Лодка, держась вдоль берега, беззвучно двинулась вверх по течению, навстречу неизвестному судну, которое стремительно шло вперед. Как только оно приблизилось, лодка отошла от берега и повернула к нему. Гребцы работали короткими веслами энергично, но почти неслышно.
На палубе приближавшегося баркаса находилась охрана — восемь хиндустанцев. Шестеро из них безмятежно почивали, подставив черные бороды легкому южному ветерку и лунному свету, однако двое — в красных чалмах и при оружии — сидели на страже. Один из них вдруг увидел лодку, устремившуюся к ним.

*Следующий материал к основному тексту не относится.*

PR #1304, opened 2026-08-06
Add OCI transport and base clone with DiskImageKit 

yzhuang-oai:
This is the second PR adding support for new
DiskImageKit ASIF layers to tart VM images.

https://developer.apple.com/documentation/diskimagekit

This change implements the OCI transport logic and 
adds the `tart clone --stacked` option to clone an existing
VM image into the new stacked VM image format.

Issue: #1269


Sources/tart/VMDirectory.swift
```diff
@@ -130,10 +130,13 @@ struct VMDirectory: Prunable {
   }
 
   var initialized: Bool {
-    // Layered layouts are recognized above so pull/clone code can distinguish
-    // them, but they are not runnable until the VM lifecycle paths consume
-    // manifest.json and overlay.asif through DiskImageStack.
-    isStandalone
+    isStandalone || isLayeredLocal
+  }
```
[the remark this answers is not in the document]
yzhuang-oai: Fixed.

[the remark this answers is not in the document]
yzhuang-oai: Fixed.

Sources/tart/VMStorageOCI.swift
```diff
@@ -141,7 +185,9 @@ class VMStorageOCI: PrunableStorage {
   }
 
   func prunables() throws -> [Prunable] {
-    try list().filter { (_, _, isSymlink) in !isSymlink }.map { (_, vmDir, _) in vmDir }
+    try list().filter { (_, vmDir, isSymlink) in
+      !isSymlink && vmDir.isStandalone
+    }.map { (_, vmDir, _) in vmDir }
```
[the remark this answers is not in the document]
yzhuang-oai: Pruning will be done in a layer PR addressing stale layer content.

Sources/tart/ContentStore.swift
```diff
@@ -39,15 +41,50 @@ struct ContentStore {
...
   }
 
-  /// Returns a validated cache hit. Corrupt files are treated as misses so a
-  /// later pull can safely rebuild them.
-  func existingContentURL(for contentDigest: String) throws -> URL? {
+  /// Returns a stable staging path so an interrupted registry pull can resume
+  /// reconstructing this content entry on a later attempt.
+  func resumableContentURL(for contentDigest: String) throws -> URL {
+    let targetURL = try contentURL(for: contentDigest)
+    try FileManager.default.createDirectory(at: targetURL.deletingLastPathComponent(), withIntermediateDirectories: true)
```
edi-oai: Is this redundant?

I think `ContentStore.init(baseURL:)` already pre-creates `digestDirectoryURL`.

Sources/tart/ContentStore.swift
```diff
@@ -39,15 +41,50 @@ struct ContentStore {
...
+
+    return targetURL.deletingLastPathComponent().appendingPathComponent(".\(targetURL.lastPathComponent).partial")
+  }
+
+  /// Returns a stable lock file for serializing reconstruction of one content
+  /// entry. The file is intentionally retained; flock state lives on the file
+  /// descriptor and disappears when the owning process exits.
+  func lockURL(for contentDigest: String) throws -> URL {
+    let targetURL = try contentURL(for: contentDigest)
+    try FileManager.default.createDirectory(at: targetURL.deletingLastPathComponent(), withIntermediateDirectories: true)
```
edi-oai: Is this redundant?

I think `ContentStore.init(baseURL:)` already pre-creates `digestDirectoryURL`.

Sources/tart/Commands/Clone.swift
```diff
@@ -31,6 +31,9 @@ struct Clone: AsyncParsableCommand {
   @Flag(help: .hidden)
   var deduplicate: Bool = false
 
+  @Flag(help: "create a stacked disk that uses the source image as an immutable base")
+  var base: Bool = false
```
fkorotkov-oai: What do you and @edi-oai think about using `stacked` instead? Kind of exposing that. `--base` is related to the subject of cloning but `--stacked` will indicate difference in the result of the operation.

fkorotkov-oai (commented):
Did only a quick check and seems there are two issues to double check:

* interrupted pull will leave content
* pull of a flat image before a pull of a stacked image will not reuse flat `disk.img`.

Sources/tart/ContentStore.swift
```diff
@@ -66,15 +104,54 @@ struct ContentStore {
 
     let targetURL = try contentURL(for: contentDigest)
 
-    if let existingURL = try existingContentURL(for: contentDigest) {
-      try? FileManager.default.removeItem(at: temporaryURL)
-      return existingURL
+    while true {
```
edi-oai: Can we just acquire a content-store-wide directory lock inside `install()` to simplify this?

For example:

```swift
let lock = try FileLock(lockURL: baseURL)
try lock.lock()
defer { try? lock.unlock() }
```

Then just proceed assuming that no other `install()` will race with us.

Sources/tart/ContentStore.swift
```diff
@@ -66,15 +104,54 @@ struct ContentStore {
...
+      if try exchangeItem(at: temporaryURL, with: targetURL) {
+        try? FileManager.default.removeItem(at: temporaryURL)
+        return targetURL
+      }
+    }
+  }
+
+  /// Atomically publishes a content entry without replacing an existing one.
+  /// Returns false when another installer already created the destination.
+  private func moveItemWithoutReplacing(at sourceURL: URL, to destinationURL: URL) throws -> Bool {
```
edi-oai: We can remove this function if we do https://github.com/openai/tart/pull/1304/changes#r3761967194.

Sources/tart/ContentStore.swift
```diff
@@ -66,15 +104,54 @@ struct ContentStore {
...
+      return false
+    }
+
+    let details = Errno(rawValue: CInt(errno))
+    throw ContentStoreError.operationFailed("failed to install content entry \(destinationURL.path): \(details)")
+  }
+
+  /// Atomically exchanges a verified temporary file with a corrupt content
+  /// entry. Returns false when the destination disappeared before the swap.
+  private func exchangeItem(at sourceURL: URL, with destinationURL: URL) throws -> Bool {
```
edi-oai: We can remove this function if we do https://github.com/openai/tart/pull/1304/changes#r3761967194.

Sources/tart/DiskAttachmentSource.swift
```diff
@@ -0,0 +1,28 @@
+import Foundation
```
edi-oai: Can we just pass `vmDir` to `craftConfiguration()`, and then just branch there on `vmDir.isStackedVM`?

This would allow us to not introduce this file at all.

Sources/tart/Commands/Run.swift
```diff
@@ -952,14 +957,27 @@ struct VMView: NSViewRepresentable {
...
+    )
   }
 
-  static func craft(_ diskPath: String, readOnly diskReadOnly: Bool, syncModeRaw: String, cachingModeRaw: String) throws -> VZStorageDeviceConfiguration {
+  private static func craft(
+    _ diskPath: String,
+    readOnly diskReadOnly: Bool,
+    syncModeRaw: String,
+    cachingModeRaw: String
+  ) throws -> (VZStorageDeviceConfiguration, FileLock?) {
```
edi-oai: Can we just return `AdditionalDisk` here?

By having a private constructor in `AdditionalDisk`:

```swift
private init(
  configuration: VZStorageDeviceConfiguration,
  temporaryDiskLock: FileLock? = nil
) {
  self.configuration = configuration
  self.temporaryDiskLock = temporaryDiskLock
}
```

Sources/tart/VMStorageOCI.swift
```diff
@@ -181,11 +319,13 @@ class VMStorageOCI: PrunableStorage {
       throw CancellationError()
     }
 
-    if !exists(digestName) {
+    if try !hasCompleteCachedImage(digestName, manifest: manifest) {
```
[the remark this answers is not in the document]
yzhuang-oai: fixed in: https://github.com/openai/tart/pull/1304/changes/b78f26797ae4caffbf2f9957dfcc0020935a1009

Sources/tart/Commands/Clone.swift
yzhuang-oai: `--stacked` works for me, fixed in https://github.com/openai/tart/pull/1304/changes/b78f26797ae4caffbf2f9957dfcc0020935a1009

Sources/tart/ContentStore.swift
yzhuang-oai: Fixed.

Sources/tart/ContentStore.swift
yzhuang-oai: Thanks, fixed.

Sources/tart/ContentStore.swift
yzhuang-oai: Thanks, fixed.

Sources/tart/ContentStore.swift
yzhuang-oai: Thanks, fixed.

Sources/tart/ContentStore.swift
yzhuang-oai: Fixed.

Sources/tart/Commands/Run.swift
yzhuang-oai: Thanks, fixed.

Sources/tart/DiskAttachmentSource.swift
yzhuang-oai: Fixed.

yzhuang-oai:
> Did only a quick check and seems there are two issues to double check:
> 
> * interrupted pull will leave content
> * pull of a flat image before a pull of a stacked image will not reuse flat `disk.img`.

For interrupted pull will leave content, this is intentional to leave a digest-scoped .partial file so a later pull can resume instead of redownloading every OCI chunk. This GC/content store prune will ensure it gets cleaned up. 

For pull of a flat image before a pull of a stacked image will not reuse flat `disk.img`, since we use APFS clone we can in fact reuse the `disk.img` by just creating a clone of the already pulled flat image into the content store and not needing to re-pull.

Sources/tart/Commands/Clone.swift
edi-oai: I'm fine with `--stacked` too.

We can later add `--flat` to `tart clone`, allowing users to create a flat clone from a stacked VM image.

edi-oai (dismissed):

Sources/tart/VMDirectory+OCI.swift
```diff
@@ -137,7 +198,151 @@ extension VMDirectory {
...
+        group,
+        contentStore: contentStore,
+        registry: registry,
+        chunkSizeMb: chunkSizeMb,
+        concurrency: concurrency
+      ))
+    }
+
+    let frozenOverlayURL = try Config().tartTmpDir.appendingPathComponent("\(UUID().uuidString).asif")
+    try FileManager.default.copyItem(at: overlayURL, to: frozenOverlayURL)
```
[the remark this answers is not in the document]
yzhuang-oai: Fixed.

edi-oai (approved):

— Эй, на лодке! — крикнул он. — Поберегись!
— Сам поберегись! — ответил Ронгорадж.
Охранник сообразил, что дело неладно, и на всякий случай для устрашения дал холостой выстрел. Ронгорадж понял, что его ружье не заряжено.
— Что, приятель, патронов нет? — насмешливо спросил он. — Может, одолжить?
Он прицелился ему в голову, но потом опустил ружье.
— Так уж и быть, — сказал он, — пощажу тебя на этот раз. Собью только чалму с головы.
Он взял лук, с силой натянул тетиву и выпустил стрелу. Чалма тут же слетела с головы бдительного воина.
— Рам-Рам! — запричитал тот.
Лодка подошла к баркасу вплотную. Человек двенадцать мгновенно взобрались на него и, не мешкая, бросились на хиндустанцев. Связать отдыхавших не составило никакого труда — те хоть и проснулись от звука выстрела, спросонья не сумели отразить нападение. Однако с часовыми пришлось повозиться, но недолго. Нападающие значительно превосходили их числом и быстро одолели. Связав стражу, они попытались проникнуть в каюту, но дверь в нее оказалась запертой.
В каюте спал Броджешор, возвращавшийся домой от своего тестя. Его подвела смелость — никто другой в тех местах не отважился бы отправиться в путь по реке ночью.
— Господин! — закричал Ронгорадж, колотя в дверь. — Откройте!
— Кто там? — спросил Броджешор, очнувшись ото сна. — Что за шум?
— Это не шум, — пояснил Ронгорадж. — Просто ваш баркас захватили разбойники.
Броджешор с минуту молчал, потом крикнул:
— Паре! Тиваре! Рамсингх!
— Господин наш! — в отчаянии отозвался с палубы Рамсингх. — Эти негодяи нас всех связали!
— Вот как! Ну что ж, я весьма огорчен, — язвительно заметил Броджешор. — Как только они посмели напасть на вас, таких отважных? Наверное, даже подкрепиться не дали после сладкого сна? Ну да не переживайте. С завтрашнего дня я прибавляю вам плату за верную службу.
Ронгорадж засмеялся.
— Правильно, — поддержал он, — так им и надо. Ну а теперь откройте дверь.